*Task objective:*
Extract exactly and only the lines of the data below, starting at the line with "hlindberg: Why in" and stopping after the final line.

*Dataset content:*
PR #4315, opened 2015-10-02
(maint) Skip puppet / mco service test for non-AIO runs

whopper:


whopper:
Is stable the right place for this?

kylog:
Makes sense.

PR #4316, opened 2015-10-02
(PUP-5082) Add relationship validator

thallgren:
Adds a relationship validator to the compiler. The validator currently asserts that only 'consume', 'require', and 'export' are used when the RHS is referencind a capability resource.


lib/puppet/parser/catalog_validator.rb
```diff
@@ -0,0 +1,33 @@
+# Abstract class for a catalog validator that can be registered with the compiler to run at
+# a certain stage.
+module Puppet::Parser
```
hlindberg: Why in "Parser" as opposed to say "Catalog" namespace ?

lib/puppet/parser/environment_compiler.rb
```diff
@@ -32,12 +37,14 @@ def compile
 
       Puppet::Util::Profiler.profile("Env Compile: Prune", [:compiler, :prune_catalog]) { prune_catalog }
 
-      Puppet::Util::Profiler.profile("Env Compile: Validate Catalog", [:compiler, :validate_site_catalog]) { validate_site_catalog }
+      Puppet::Util::Profiler.profile("Env Compile: Validate Catalog pre-finish", [:compiler, :validate_pre_finish]) { validate_catalog(Puppet::Parser::CatalogValidator::PRE_FINISH) }
```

*Solved exercise:*
hlindberg: Why in "Parser" as opposed to say "Catalog" namespace ?

lib/puppet/parser/environment_compiler.rb
```diff
@@ -32,12 +37,14 @@ def compile
 
       Puppet::Util::Profiler.profile("Env Compile: Prune", [:compiler, :prune_catalog]) { prune_catalog }
 
-      Puppet::Util::Profiler.profile("Env Compile: Validate Catalog", [:compiler, :validate_site_catalog]) { validate_site_catalog }
+      Puppet::Util::Profiler.profile("Env Compile: Validate Catalog pre-finish", [:compiler, :validate_pre_finish]) { validate_catalog(Puppet::Parser::CatalogValidator::PRE_FINISH) }
```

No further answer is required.